PR #89, opened 2021-01-13
84 pending tx receipts

### LINKED ISSUE #69: Notify TX recipients
We should let the operator forward incoming transaction to a recipient.
For this we add another subscription topic to the client subscription and just send any incoming transaction unchanged to the receiver.

This message fulfills no protocol purpose but is an informative message for clients. Until now, tx recipients only receive new balance proofs but don't know what txs aggregated to this new balance.

### LINKED ISSUE #84: Pending tx receipts
The operator should forward incoming txs to the recipient, so that their client software can display an incoming pending tx.

We need to add a new subscription message type for this.

Related https://github.com/perun-network/erdstall-web3-client/issues/14

RmbRT:
Closes #84 
Closes #69

### DIFF
--- a/client/rpc.go
+++ b/client/rpc.go
@@ -42,7 +42,8 @@ type (
 		// deposit proofs from the OP will be written into this channel.
 		depProofs chan tee.DepositProof
 		// balance proofs from the OP will be written into this channel.
-		balProofs chan tee.BalanceProof
+		balProofs  chan tee.BalanceProof
+		txReceipts chan tee.Transaction
 	}
 
 	// callback is used for handling call results.
@@ -116,8 +117,9 @@ func (r *RPC) Subscribe(ctx context.Context, user common.Address) (*Subscription
 		// immediately to prevent that they get reordered by a race condition
 		// from the go-routines writing them to the channel since a mutex is
 		// not FIFO.
-		balProofs: make(chan tee.BalanceProof, 10),
-		depProofs: make(chan tee.DepositProof, 10),
+		balProofs:  make(chan tee.BalanceProof, 10),
+		depProofs:  make(chan tee.DepositProof, 10),
+		txReceipts: make(chan tee.Transaction, 10),
 	}
 
 	call := wire.NewSubscribe(r.nextID(), user)
@@ -233,13 +235,28 @@ func (s *Subscription) handleTopic(topic wire.Topic, data []byte) {
 		}
 		s.balProofs <- msg.Proof
 		s.Log().WithField("epoch", msg.Proof.Balance.Epoch).Trace("Received balance proof")
+	case wire.TXReceipts:
+		var msg wire.TXReceipt
+		if err := json.Unmarshal(data, &msg); err != nil {
+			s.Log().WithError(err).Error("decoding json")
+			return
+		}
+		txLog := s.Log().
+			WithField("epoch", msg.TX.Epoch).
+			WithField("amount", msg.TX.Amount)
+		select {
+		case s.txReceipts <- msg.TX:
+			txLog.Debug("Received TX receipt")
+		default:
+			txLog.Debug("Discarded TX receipt")
+		}
 	default:
 		s.Log().WithField("topic", topic).Error("unknown result topic")
 	}
 }
 
 // DepositProof blocks until it can return the next deposit proof from the
-// operator or an error if the context ran out.
+// operator.
 func (s *Subscription) DepositProof(ctx context.Context) (tee.DepositProof, error) {
 	select {
 	case <-ctx.Done():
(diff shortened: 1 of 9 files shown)


operator/operator.go
```diff
@@ -28,6 +28,7 @@ type Operator struct {
 	EthClient *eth.Client
 	*depositProofs
 	*balanceProofs
+	*TxReceipts
```
sebastianst: Why are those embedded? Does `TxReceipts` need to be public?

operator/rpcoperator.go
```diff
@@ -42,16 +43,21 @@ type (
 	ProofSub struct {
 		deposits chan tee.DepositProof
 		balances chan tee.BalanceProof
+		receipts chan tee.Transaction
```
sebastianst, line 47: Don't we also need to buffer receipts in `BufferedProofSub`?

Now that the subscription is not only over proofs but also receipts, we might want to rename `{Buffered,}ProofSub` to just `{Buffered,}Sub` or `...ClientSub`.

operator/rpcoperator.go
```diff
@@ -65,7 +66,22 @@ func (o *RPCOperator) Send(tx tee.Transaction) error {
 	o.mtx.Lock()
 	defer o.mtx.Unlock()
 	log.Infof("Sending %d WEI 0x%s…->0x%s…", (*big.Int)(tx.Amount).Uint64(), tx.Sender.Hex()[:5], tx.Recipient.Hex()[:5])
-	return o.enclave.ProcessTXs(&tx)
+	if err := o.enclave.ProcessTXs(&tx); err != nil {
+		return err
+	}
+	if bsub, ok := o.subs[tx.Recipient]; ok {
+		timeout := time.After(20 * time.Second)
```
sebastianst: I'd add a `const txReceiptDeliveryTimeout = 20 * time.Second` above and use it here.

operator/rpcoperator.go
```diff
@@ -65,7 +66,22 @@ func (o *RPCOperator) Send(tx tee.Transaction) error {
...
+		for _, sub := range bsub.subs {
```
sebastianst, line 76: why can there be multiple subs per recipient?

client/rpc.go
```diff
@@ -234,6 +236,21 @@ func (s *Subscription) handleTopic(topic wire.Topic, data []byte) {
...
+		if err := json.Unmarshal(data, &msg); err != nil {
+			s.Log().WithError(err).Error("decoding json")
+			return
+		}
+		txLog := s.Log().
+			WithField("epoch", msg.TX.Epoch).
+			WithField("amount", msg.TX.Amount)
+		select {
+		case s.txReceipts <- msg.TX:
+			txLog.Trace("Received TX receipt")
```
sebastianst: I think level `Debug` is more appropriate

client/rpc.go
```diff
@@ -260,3 +277,14 @@ func (s *Subscription) BalanceProof(ctx context.Context) (tee.BalanceProof, erro
 		return proof, nil
 	}
 }
+
+// TxReceipt blocks until it can return the next pending incoming transaction
+// from the operator or an error if the context ran out.
```
sebastianst: I find "or an error if the context ran out." redundant. We'd need to write it everywhere, every time, otherwise. It's usual behavior.

operator/operator_test.go
```diff
@@ -53,6 +53,7 @@ func TestOperator(t *testing.T) {
 	// transfer from user1 to user2
 	user1.Transfer(ctx, user2, 3)
 	log.Info("operator_test.TestOperator: Transfer from user1 to user2")
+	user2.TxReceipt(ctx)
```
sebastianst: maybe at least assert the correct amount? same below

sebastianst (changes requested):

operator/operator.go
RmbRT: yes, needs to be public because the operator test needs to access it. I was just following the pattern used for the deposit proofs and balance proofs.

operator/rpcoperator.go
RmbRT: I will rename that, but the receipts need no buffering, since they are only for transactions that occur while someone is connected.

operator/rpcoperator.go
RmbRT: I thought that would be the case ;)

operator/rpcoperator.go
RmbRT: because connections don't get terminated properly and you have multiple connections per peer often times.

operator/rpcoperator.go
sebastianst: OK makes sense, no buffering then :+1: thanks for renaming

operator/operator.go
sebastianst: OK... I think none of them should be embedded but just fields instead. Maybe at least make this a field, can have the same name as the type.

sebastianst (approved):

TASK OBJECTIVE >> Take from the material every line that holds "written".

RESPONSE BELOW >>
 		// deposit proofs from the OP will be written into this channel.
 		// balance proofs from the OP will be written into this channel.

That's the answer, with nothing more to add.